Automotive Weekly – 7/07/18

COOL TIPS FOR A SAFE SUMMER TRIP

Of the many great things about summertime, few match the fun of a family road trip. Before you hook up that new boat or camper, or hit the road with your family or friends in your car, SUV, pickup, or RV, take the time to review these summer travel safety tips from the National Highway Safety Administration (NHTSA).  Prevention and planning may take a little time up front, but will spare you from dealing with the consequences of a breakdown, or worse yet, a highway crash later.

Recalls:

Before you go, be sure to check for any open recall on your vehicle.  Owners may not always know that their vehicle has been recalled and needs to be repaired.
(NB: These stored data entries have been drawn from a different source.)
PR #6215, opened 2020-08-12
feat(stream) UDP proxy support

dndx:
This PR adds basic UDP proxying support to Kong.

### DIFF
--- a/spec/02-integration/05-proxy/26-udp_spec.lua
+++ b/spec/02-integration/05-proxy/26-udp_spec.lua
@@ -1,0 +1,49 @@
+local helpers = require "spec.helpers"
+
+
+local UDP_PROXY_PORT = 26001
+
+
+for _, strategy in helpers.each_strategy() do
+
+  describe("UDP Proxying [#" .. strategy .. "]", function()
+    lazy_setup(function()
+      local bp = helpers.get_db_utils(strategy, {
+        "routes",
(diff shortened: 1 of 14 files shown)


hbagdi:
Question for personal edification: What are the semantics of `retires` in Service entity when the protocol is UDP?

NHTSA’s VIN look-up tool lets you enter a Vehicle Identification Number (VIN) to quickly learn if a specific vehicle has not been repaired as part of a safety recall in the last 15 years. Check for recalls on your vehicle by searching now: www.nhtsa.gov/recalls.

Service:

Make sure your vehicle is up to date with its maintenance schedule.   Regular maintenance such as tune-ups, oil changes, battery checks, and tire rotations go a long way toward preventing breakdowns. If your vehicle has been serviced according to the manufacturer’s recommendations, it should be in good condition to travel.

Safety Check:

Do a quick vehicle safety check.  Regardless of how well you take care of your ride, it’s important to perform the following basic safety checks before you go on a road trip. Check: the air conditioning, cooling system and coolant level, other fluid levels, including the oil, brake, transmission, power steering, and windshield washer fluids.  Make sure each reservoir is full.  Do a visual check of all belts and hoses. Make sure there are no signs of bulges, blisters, cracks, or cuts in the rubber. While you’re at it, check all hose connections to make sure they’re secure. After the heavy toll imposed by winter storms and spring rains, windshield wiper blades may need to be replaced. If they aren’t in top condition, invest in new ones before you go. Make sure all the lights on your vehicle are in working order. Check your headlights, brake lights, turn signals, emergency flashers, and interior lights. Towing a trailer? Be sure to also check your trailer including brake lights and turn signals. A failure of the trailer light connection is a common problem and a serious safety hazard.

Emergency Kit:

Make sure you have an emergency roadside kit in the car. Suggested emergency roadside kit contents:

  • Cell phone and charger
  • First aid kit
  • Flashlight
  • Flares and a white flag
  • Jumper cables (or power pack for restarting battery)
  • Tire pressure gauge
  • Jack (and ground mat) for changing a tire
  • Gloves
  • Paper towels
  • Nonperishable food, drinking water, and medicines
  • Extra windshield washer fluid
  • Maps
  • Emergency blankets, towels and coats

Tires:

Check your vehicle’s tire inflation pressure at least once a month and when your tires are cold (when the car hasn’t been driven for three hours or more) and don’t forget to check your spare, if your vehicle is equipped with one. The correct pressure for your tires is listed on a label on the driver’s door pillar or doorframe or in the vehicle owner’s manual.  Also, take five minutes to inspect your tires for signs of excessive or uneven wear. If the tread is worn down to 2/32 of an inch, it’s time to replace your tires. Look for the built in wear bar indicators on your tires.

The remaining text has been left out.